_WORK ORDER_
Give the count of lines that hold the word "LAND" in this listing, with nothing added.

_WORKING DATA_
PR #1013, opened 2021-02-04
bug(query): stitch vectors in LHS and RHS during binary join with set operator

TanviBhavsar:
**Pull Request checklist**

Optimally stitching same RVs from multiple shards while performing Binary Join for LAND, OR and LUNLESS

### DIFF
--- a/query/src/main/scala/filodb/query/exec/SetOperatorExec.scala
+++ b/query/src/main/scala/filodb/query/exec/SetOperatorExec.scala
@@ -1,13 +1,11 @@
 package filodb.query.exec
 
 import scala.collection.mutable
-import scala.collection.mutable.ListBuffer
-
+import scala.collection.mutable.ArrayBuffer
 import kamon.Kamon
 import kamon.metric.MeasurementUnit
 import monix.eval.Task
 import monix.reactive.Observable
-
 import filodb.core.memstore.SchemaMismatch
 import filodb.core.query._
 import filodb.memory.format.{RowReader, ZeroCopyUTF8String => Utf8Str}
@@ -15,6 +13,7 @@ import filodb.memory.format.ZeroCopyUTF8String._
 import filodb.query._
 import filodb.query.BinaryOperator.{LAND, LOR, LUnless}
 
+case class ResultVal(resultRv: RangeVector, stitchedOtherSide: RangeVector)
 /**
   * Set operator between results of lhs and rhs plan.
   *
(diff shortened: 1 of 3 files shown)


query/src/main/scala/filodb/query/exec/SetOperatorExec.scala
```diff
@@ -133,39 +155,72 @@ final case class SetOperatorExec(queryContext: QueryContext,
...
       } else if (jk.isEmpty) {
         // "up AND ON (dummy) vector(1)" should be equivalent to up as there's no dummy label
-        result += lhs
+        val arrayBuffer = result.getOrElse(jk, ArrayBuffer())
+        arrayBuffer.append(lhs)
+        result.put(jk, arrayBuffer)
       }
     }
-    result.toList
+    result.values.flatten
```
vishramachandran, line 169: See if you can improve allocation by returning iterator of Range Vectors. Eventually, you can also create Observable from Iterator. This will reduce O(n) allocation.

query/src/main/scala/filodb/query/exec/SetOperatorExec.scala
```diff
@@ -97,25 +97,47 @@ final case class SetOperatorExec(queryContext: QueryContext,
...
     rhsRvs.foreach { rv =>
       val jk = joinKeys(rv.key)
       // Don't add range vector if it is empty
-      if (jk.nonEmpty && !isEmpty(rv, rhsSchema))
-        rhsMap.put(jk, rv)
+      if (jk.nonEmpty && !isEmpty(rv, rhsSchema)) {
+        if (rhsMap.contains(jk)) {
+          val resVal = rhsMap(jk)
+          if (resVal.key.labelValues == rv.key.labelValues) {
+            rhsMap.put(jk, StitchRvsExec.stitch(rv, resVal) )
```
vishramachandran, line 116: Lets document why we are stitching.. "When spread changes, we need to account for multiple Range Vectors with same key coming from different shards. Each of these range vectors would contain data for different time ranges". I missed adding this piece of information in the BinaryJoinExec as well clearly. Do you mind adding there too ?

query/src/main/scala/filodb/query/exec/SetOperatorExec.scala
```diff
@@ -133,39 +155,72 @@ final case class SetOperatorExec(queryContext: QueryContext,
...
+        arrayBuffer.append(lhs)
+        result.put(jk, arrayBuffer)
       }
     }
-    result.toList
+    result.values.flatten
   }
+  // scalastyle:on method.length
 
   private def setOpOr(lhsRvs: List[RangeVector]
```
vishramachandran, line 173: This is outside the scope of this PR, but good to add while we are at it. Do you mind adding English description of what each of AND, OR and UNLESS must do along with nuances? This helps because we keep forgetting and it takes some reverse engineering effort to recall - docs will make it easier. Thanks much!

vishramachandran (approved):
Approved with comments. Thank you very much!

query/src/main/scala/filodb/query/exec/SetOperatorExec.scala
TanviBhavsar: Added description

vishramachandran (approved):
Thanks for the changes!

_FINAL ANSWER_
2